There is another use case, deserializing dates in string format, such as "2022-06-18T10:11:46.583714647-07:00". Currently this also gets deserialzed as UTC: 2022-06-18T17:11:46.583714647Z[UTC]. However, in this case it should be possible to determine the original representation since ZonedDateTime.parse() can handle such strings automatically:

ZonedDateTime.parse("2022-06-18T10:11:46.583714647-07:00") // => 2022-06-18T10:11:46.583714647-07:00
ZonedDateTime.parse("2022-06-18T17:11:46.583714647Z[UTC]") // => 2022-06-18T17:11:46.583714647Z[UTC]

Then with SerializationFeature.WRITE_DATES_AS_TIMESTAMPS disabled, we should get a ZonedDateTime that is equal to the orginal value, as expected.
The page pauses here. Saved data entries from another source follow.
PR #788, opened 2018-02-08
(RE-10238) FOSS_ONLY doesn't retrieve tarballs

mwaggett:
This PR adds `'level' => 1` as an option to `foss_only_retrieve` to ensure that all top-level artifacts (including source tarballs) are retrieved before platform-specific artifacts.

### DIFF
--- a/lib/packaging/retrieve.rb
+++ b/lib/packaging/retrieve.rb
@@ -8,9 +8,37 @@ module Pkg::Retrieve
   # --directory-prefix = where to save to disk (defaults to ./)
   # --reject = Reject all hits that match the supplied regex
 
-  def default_wget(local_target, url)
+  def default_wget_command(local_target, url, additional_options = {})
+    default_options = {
+      'quiet' => true,
+      'recursive' => true,
+      'no-parent' => true,
+      'no-host-directories' => true,
+      'level' => 0,
+      'cut-dirs' => 3,
+      'directory-prefix' => local_target,
+      'reject' => "'index*'",
+    }
+    options = default_options.merge(additional_options)
     wget = Pkg::Util::Tool.check_tool('wget')
-    wget_command = "#{wget} --quiet --recursive --no-parent --no-host-directories --level=0 --cut-dirs 3 --directory-prefix=#{local_target} --reject 'index*' #{url}"
+    wget_command = wget
+    options.each do |option, value|
+      next unless value
+      if value.is_a?(TrueClass)
+        wget_command << " --#{option}"
+      else
+        wget_command << " --#{option}=#{value}"
+      end
+    end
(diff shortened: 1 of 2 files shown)


mwaggett:
```
molly:puppetdb molly.waggett$ rake pl:jenkins:retrieve FOSS_ONLY=true
[ . . . ]
Executing /usr/local/bin/wget --quiet --recursive --no-parent --no-host-directories --level=1 --cut-dirs=3 --directory-prefix=pkg --reject='index*' http://builds.delivery.puppetlabs.net/puppetdb/5.1.4/artifacts/ . . .
[ . . . ]
Packages staged in pkg
molly:puppetdb molly.waggett$ ls pkg/
5.1.4.build_metadata.json		puppetdb-5.1.4-packaging-bundle.tar.gz
5.1.4.ezbake.manifest			puppetdb-5.1.4-signing_bundle.tar.gz
5.1.4.yaml				puppetdb-5.1.4.tar.gz
deb					sles
el
```

lib/packaging/retrieve.rb
```diff
@@ -8,9 +8,37 @@ module Pkg::Retrieve
...
+    options.each do |option, value|
+      next unless value
+      if value.is_a?(TrueClass)
+        wget_command << " --#{option}"
+      else
+        wget_command << " --#{option}=#{value}"
+      end
+    end
+    wget_command << " #{url}"
+    return wget_command
```
e-gris: Ruby purists would omit the "return" as redundant. I'm indifferent.

jennaesq: That's good to know... thank you @e-gris

lib/packaging/retrieve.rb
```diff
@@ -8,9 +8,37 @@ module Pkg::Retrieve
...
+    default_options = {
+      'quiet' => true,
+      'recursive' => true,
+      'no-parent' => true,
+      'no-host-directories' => true,
+      'level' => 0,
+      'cut-dirs' => 3,
+      'directory-prefix' => local_target,
+      'reject' => "'index*'",
+    }
```
underscorgan: What's the reasoning behind storing these in a map and translating them into wget parameters rather than just storing them in an array in the format they'll get passed to wget?

lib/packaging/retrieve.rb
mwaggett: I like the explicitness. Probably because of you, @e-gris 😄

lib/packaging/retrieve.rb
mwaggett: I wanted there to be an easy way for people to override existing params without having to retype all the defaults they wanted to keep, so using keys seemed like a good idea.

I updated the test case to reflect this.

armandino avatar Jun 18 '22 18:06 armandino

see https://github.com/FasterXML/jackson-modules-java8/pull/267 for an in-depth explanation. I think these issues are related. In this case you may want to try disabling DeserializationFeature.ADJUST_DATES_TO_CONTEXT_TIME_ZONE. The default timezone in jackson is UTC, and by default the deserializer will adjust the zone to match the context's timezone.

dscalzi avatar Feb 19 '23 23:02 dscalzi

@dscalzi thank you for looking into this. I'll try your suggestion.

armandino avatar Feb 20 '23 07:02 armandino

FWTW, I implemented #281 which allows disabling ZoneId normalization and might help here. Will be included in 2.16.0 release.